Start of RECORDS PROVIDED

PR #601, opened 2022-06-02
[13.0][FIX] remove PyPDF2 dependency

LoisRForgeFlow:
PyPDF2 dependency is already included in odoo CE requirements. See https://github.com/odoo/odoo/blob/13.0/requirements.txt#L31

This problem has been detected when this week PyPDF2 2.0.0 was released, since the version was not pinned in this repository, the latest 2.0.0 was installed, however this new version is not supported by odoo and gives errors

### DIFF
--- a/requirements.txt
+++ b/requirements.txt
@@ -1,5 +1,4 @@
 factur-x
 lxml
-PyPDF2
 pyyaml
 xmlschema
--- a/base_business_document_import/__manifest__.py
+++ b/base_business_document_import/__manifest__.py
@@ -17,5 +17,4 @@
         "account_tax_unece",
         "uom_unece",
     ],
-    "external_dependencies": {"python": ["PyPDF2"]},
 }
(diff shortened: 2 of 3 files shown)


AaronHForgeFlow (approved):

HviorForgeFlow (approved):

HviorForgeFlow:
@etobella

requirements.txt
```diff
@@ -1,5 +1,5 @@
 factur-x
 lxml
-PyPDF2
+PyPDF2==1.26.0
```
etobella: If the problem is 2.0.0 Why not doing <2.0.0 ?

LoisRForgeFlow: I also thought about it, but 1.26.0 [is in the odoo requirements](https://github.com/odoo/odoo/blob/13.0/requirements.txt#L31). Now that I think about it again... is this requirement actually needed in these modules? since it is a standard odoo requirement?

etobella: True!! It is probably unnecessary

etobella (approved):

simahawk:
IMO we should rollback this change and pin the right version. This sounds like a bug.

simahawk:
@LoisRForgeFlow can you revert this? See https://github.com/OCA/edi/pull/602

End of RECORDS PROVIDED

In the data above, find the line that contains "[13.0][FIX] remove PyPDF2 dependency" and the line that contains "PyPDF2 dependency is". Repeat exactly those lines and every line between them, and only those.

[13.0][FIX] remove PyPDF2 dependency

LoisRForgeFlow:
PyPDF2 dependency is already included in odoo CE requirements. See https://github.com/odoo/odoo/blob/13.0/requirements.txt#L31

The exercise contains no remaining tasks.